Hükümetin ekonomi yönetiminde izlediği politikalar enflasyona da kura da çare olmadığı gibi krizi derinleştirdi. Son olarak Merkez Bankası ticari kredi faizlerine dolaylı üst sınır getirdi. ‘Sandık hamlesi’ olarak görülen adımın ardından Türkiye’nin risk primi yeniden patladı. 10 gün önce 650’nin altına kadar gerileyen 5 yıllık prim 800 puan seviyesini aştı. 29 Temmuz’dan bu yana en yüksek seviyeye geldi.

RİSKİ KATLADIK MİLLETİN PARASIYLA DOLAN HAZİNE DAHA FAZLA FAİZ ÖDEYECEK

Hazine’nin daha pahalı borçlanmasına yol açıp 85 milyonun cebini etkileyecek gelişmeyi ekonomistler değerlendirdi: CDS’yi 10 günde 800’ün üstüne çıkardık. 2 milyar dolar borç için Hazine’den 300 milyon dolar ek faiz çıkacak. Akıl yakan bu denklem uzun sürmez. Çok daha büyük bir bedel öderiz. Tuhaf para-kur politikası deneyi ve finansal baskılama nedeniyle ülkede faiz, kur darmadağın oldu.
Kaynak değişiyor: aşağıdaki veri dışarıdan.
PR #534, opened 2025-08-27
unskipped setup_gauges and fixed issue with csv file reading

Tjalling-dejong:
## Issue addressed
Fixes https://github.com/Deltares/hydromt/issues/1243

Part of process of unblocking #347 

## Explanation
data_catalog.get_geodataframe() was missing a driver argument when using a gauges table file (.csv, .xlsx, etc.). By default get_geodataframe uses the pyogrio driver to read the data while it should be a geodataframw_table driver.

I also updated the update_model_gauges.ipynb notebook to v1.

## Checklist


examples/update_model_gauges.ipynb
```diff
@@ -279,8 +270,8 @@
     "# initialize image with geoaxes\n",
     "fig = plt.figure(figsize=figsize)\n",
     "ax = fig.add_subplot(projection=proj)\n",
-    "bbox = mod.grid.raster.box.to_crs(3857).buffer(5e3)\n",
-    "extent = np.array(bbox.to_crs(mod.grid.raster.crs).total_bounds)[[0, 2, 1, 3]]\n",
+    "bbox = mod.staticmaps.data.raster.box.to_crs(3857).buffer(5e3)\n",
+    "extent = np.array(bbox.to_crs(mod.staticmaps.data.raster.crs).total_bounds)[[0, 2, 1, 3]]\n",
```
hboisgon, line 274: We have a nice shortcut :)
```suggestion
    "extent = np.array(bbox.to_crs(mod.crs).total_bounds)[[0, 2, 1, 3]]\n",
```

examples/update_model_gauges.ipynb
```diff
@@ -194,7 +192,7 @@
    "outputs": [],
    "source": [
     "# NOTE: copy this line (without !) to your shell for more direct feedback\n",
-    "! hydromt update wflow wflow_piave_gauges -c setup_gauges --opt gauges_fn=test_stations.csv --opt basename=test-rain --opt snap_to_river=False --opt gauge_toml_header=\"['P-station']\" --opt gauge_toml_param=\"['atmosphere_water__precipitation_volume_flux']\" -v"
+    "! hydromt update wflow wflow_piave_gauges -i wflow_update_gauges_without_snapping.yml -v"
```
hboisgon, line 195: Nice that you created the corresponding yaml file! Could you add a cell to print their contents though? So that the users can see what you are explaining. You can check other notebooks for examples.

hydromt_wflow/wflow.py
```diff
@@ -1806,11 +1806,21 @@ def setup_gauges(
...
+            # Add driver argument when file is a table
+            ext = Path(gauges_fn).suffix
+            if ext in [".csv", ".parquet", ".xls", ".xlsx"]:
+                driver_dict = {"driver": {"name": "geodataframe_table"}}
+                kwargs.update(driver_dict)
+
             gdf_gauges = self.data_catalog.get_geodataframe(
                 gauges_fn,
                 geom=self.basins,
-                # assert_gtype="Point", hydromt#1243
```
hboisgon, line 1813: This is still an open issue then no? Or do we decide the plugins have to do this check now?

hydromt_wflow/wflow.py
```diff
@@ -1806,11 +1806,21 @@ def setup_gauges(
...
+            if "metadata" in kwargs:
+                kwargs["metadata"].update(crs=code)
+            else:
+                kwargs.update(metadata={"crs": code})
+
+            # Add driver argument when file is a table
+            ext = Path(gauges_fn).suffix
+            if ext in [".csv", ".parquet", ".xls", ".xlsx"]:
+                driver_dict = {"driver": {"name": "geodataframe_table"}}
+                kwargs.update(driver_dict)
```
hboisgon, line 1819: Nice! I feel like actually this should be merged with the crs. Ie we only want to modify the CRS for if the file extension is csv etc. and not geojson, shp. And then you can remove the comment # hydromt#1243 above :)

hboisgon (commented):
Nice! Thanks for digging up @Tjalling-dejong 

I'm not sure I'm happy about the solution though... I feel like this is not something straighforward for the users to pass the driver argument. Also the syntax is not so fun and I'm pretty sure not well documented...
Anyhow I now realised we really changed something in v1. In v10, we had both a default driver and then default drivers linked to specific file extensions. See for example:

https://github.com/Deltares/hydromt/blob/e5c93aed382065c6db60dd0d0f6d100eaa0c46bd/hydromt/data_adapter/geodataframe.py#L41-L48

But this is true for all data source types (also rasterdataset etc). So I for example guess that if I pass only a link to a netcdf file, I'll have to specify manually the driver like what is done here. Personnally I would in favor to update v1 to do what it used to: try to infer driver from file extension (with good debug message that driver not found, assuming ...). What do you think?

Tjalling-dejong:
@hboisgon 

At first I did agree with you on the inferring of the driver by hydromt core, but after looking through the core code I would say it is the plugins responsibility to pass on the driver argument. The drivers in hydromt core are set up in such a way that you can add your own custom drivers. Core can then not know which custom driver belongs to which file type.  I therefore think that is the plugins responsibility to pass on which driver is to be used.

For this particular case with setup_gauges I can include an optional driver key word argument that if not specified the driver is inferred from the file extension. See latest commit

examples/.update_model_gauges.ipynb.swp
savente93, line 1: I'm guessing this was added by accident

savente93 (approved):
except the swap file LGTM, just remove it before you merge pls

KENDİ ELİMİZLE CDS'Yİ 800'E ÇIKARDIK

Ekonomi yönetiminin aldığı hatalı kararlar TL’ye tarihi kayıplar yaşatırken, Türkiye’nin risk primini de zirveye çıkardı. Merkez Bankası’nın sürpriz faiz kararının ardından ticari kredilere getirdiği sınırlama sonrası dolar/TL kuru 18.10’nu aşarken, risk primi de 800 baz puanın üzerine çıkarak 29 Temmuz’dan bu yana en yüksek seviyeyi gördü. CDS puanındaki yükselişi değerlendiren uzmanlar yapılan kredi düzenlemesinin sonucu olduğunu aktarırken, borçlanma faizinin de arttığına dikkat çekti.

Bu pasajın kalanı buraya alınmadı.